Ya tenía revisados los permisos tanto para cdrecord como para dvd+rw-tools. El error con cdrtools es este: http://servidorftp.homelinux.com/cdr.jpg

Me he quedado asi   :Shocked:  . Sin embargo inicializando k3b como root sí graba cd's. Salu2

----------

## Tanisete

En cuanto a los cd's, se me ocurre:

tienes cdrecord con suid? Es decir... lo tipico que te sale con el k3b... utilizando k3bsetup2 se soluciona y tal... si es asi, y tienes un kernel de la 2.6.9, por eso no te funciona... hazle "chmod 755" al cdrecord y prueba.

En cuanto a los dvd's:

Que version exacta de dvd+rw tools tienes? Existe un bug con la 2.6.9 y las dvd+rw 5.20... yo actualize a las 5.21 y sin problema.

Espero que esto te ayude de algo, si no prueba a postear el resultado de pinchar en "show debugging options" de k3b.

Un saludo!

----------

## capisergio

Veamos, versiones:

gentoo-dev-sources-2.6.9-r4

dvd+rw-tools-5.21.4.10.8

k3b-0.11.17

Los permisos están revisados, incluidos el bit suid, he probado arrancando la aplicación como usuario y como root, y también figura el usuario en el grupo cdr. Perdón por no especificar desde un principio. Salu2

El mensaje de show debbugging output al completo:

System

-----------------------

K3b Version:0.11.17 

KDE Version: 3.3.1

QT Version: 3.3.3

growisofs

-----------------------

/dev/ide/host0/bus0/target0/lun0/cd: engaging DVD-R DAO upon user request...

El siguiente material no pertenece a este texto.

PR #535, opened 2021-02-21
Add valheim xml

Bebiano86:


modules/config_games/server_configs/valheim_linux64.xml
```diff
@@ -0,0 +1,40 @@
+<game_config>
+ <game_key>valheim_linux</game_key>
+   <protocol>lgsl</protocol>
+  <lgsl_query_name>valheim</lgsl_query_name>
+ <installer>steamcmd</installer>
+ <game_name>Valheim</game_name>
+ <server_exec_name>valheim_server.x86_64</server_exec_name>
+ <cli_template>-name %HOSTNAME% %PORT% %HOME_PATH% %WORLD% %PASSWORD% -public= 1 </cli_template>
```
Zorrototo, line 8: I see blank spaces at the end of the line, is it correct? doesn't seem like it is to me without searching documentation

modules/config_games/server_configs/valheim_linux64.xml
```diff
@@ -0,0 +1,40 @@
...
+ <cli_params>
+  <cli_param options="s" cli_string="-savedir" id="HOME_PATH"/>
+  <cli_param id="PORT" cli_string="-port "  />
```
Zorrototo, line 11: If the port line needs a space, better use the proper option instead of manually adding blank space here

Bebiano86: I removed in the blanks was my mistake

Zorrototo:
Now that I looked at it more closely, I noticed multiple other mistakes.
For the %HOSTNAME% you didn't add the cli string with proper options (sq for space and quote I guess), you placed the cli string directly inside the cli template. I don't have the official list of options, but by default the value is added directly as is, without space, without quotes, if I would guess without looking into other XML, I would say

> s = adds a space before value
> q = adds quotes around value
> sq = adds a space and quotes the value

It is the same for all server parameters, I see you added spaces, instead of using proper OPTIONS in the XML. I looked in the WIKI it is not properly documented but take examples on other XML, try to make it correct by using the available options instead of manually adding spaces.

> Valid options are for the <options> element within the <param> element within the <server_params> element are:
> 
>         ns = no space between key and value
>         q = quotes wrapped around value after key (no space added)
>         s = space added after key before value (no quotes added)
>         anything else = space after key and quotes around the value 
>

Bebiano86:
thanks for the tips corrected.

ancientevil:
Does this XML work? When will it go into the repo?
3 million players :)

Bebiano86:
> Este XML funciona? Quando ele irá para o repo?
> 3 milhões de jogadores :)

we are making the last adjustments

ancientevil:
Great job! Will any1 contribute a win64 version aswell? @Bebiano86

Bebiano86:
> Great job! Will any1 contribute a win64 version aswell? @Bebiano86

yes later i can do that

Bebiano86:
done ;)

PR #550, opened 2021-03-25
Create valheimplus_linux64.xml

nuallan89:
The Plus version of the game . maybe some want just this one.. right ?


Zorrototo:
Without modifying the .sh script then, it will default to its content for server name port and all, and not take server startup parameters.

:-[ PERFORM OPC failed with SK=5h/ASC=2Ch/ACQ=00h]: Input/output error

growisofs comand:

-----------------------

/usr/bin/growisofs -Z /dev/ide/host0/bus0/target0/lun0/cd -use-the-force-luke=notray -use-the-force-luke=tty -use-the-force-luke=dao -dvd-compat -speed=4 -gui -graft-points -volid VARIOS -volset  -appid K3B THE CD KREATOR VERSION 0.11.17 (C) 2003 SEBASTIAN TRUEG AND THE K3B TEAM -publisher  -preparer K3b - Version 0.11.17 -sysid LINUX -volset-size 1 -volset-seqno 1 -sort /tmp/kde-root/k3bfoNdOa.tmp -rational-rock -hide-list /tmp/kde-root/k3bXfeLec.tmp -joliet -hide-joliet-list /tmp/kde-root/k3bpOHrZa.tmp -full-iso9660-filenames -iso-level 2 -path-list /tmp/kde-root/k3bvCan5a.tmp 

PD: Al margen de los problemas, que sé que no son propiciados por k3b, ¿hay algún otro suite de grabación que merezca la pena?

----------

## Tanisete

tienes algun enlace simbolico que apunte al dvd? En ese caso mira si esta correcto... eso podria ser.

----------

## capisergio

Los enlaces creo que son correctos, no tengo enlaces simbólicos y en la configuración de k3b me figura:

-bus0/target0 grabadora

-bus1/target0 lector

lo cual es correcto. Gracias a todos por el interés, yo ya no se qué más mirar   :Crying or Very sad: 

----------

## pcmaster

Gentoo-dev-sources-2.6.9-r3 trae un parche para solucionar problemas con la grabadora, pero que "necesita probarse". La versión -r4 soluciona otro fallo que no tiene nada que ver, así que mi consejo es que si la versión 2.6.9-r4 te da problemas, de momento te quedes con gentoo-dev-sources-2.6.8-r10 que funciona muy bien.

Cuando las versiones posteriores del kernel (2.6.9 o, quien sabe, 2.6.10) estén libres de fallos, habrá llegado el momento de actualizar.

----------

## Gentoosiastix

Pues no se me ocurre nada mas....... supongo que despues del cambio y/o actualizacion del kernel habras re-emergido las dvd+rw-tools y el k3b.....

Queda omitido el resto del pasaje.